» **DATASET RECORDS**:
PR #1534, opened 2025-02-13
dummy playbookgen: don't return Markdown tags

goneri:
Don't wrap the YAML answer in between Markdown tags. Those breaks the
`YAML` structure and should not be part of the answer.


manstis (approved):
LGTM 👍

» **TASK DIRECTIONS**:
Go through the entries and copy each line holding the string "Markdown".

» **ANSWER TO THIS TASK**:
dummy playbookgen: don't return Markdown tags
Don't wrap the YAML answer in between Markdown tags. Those breaks the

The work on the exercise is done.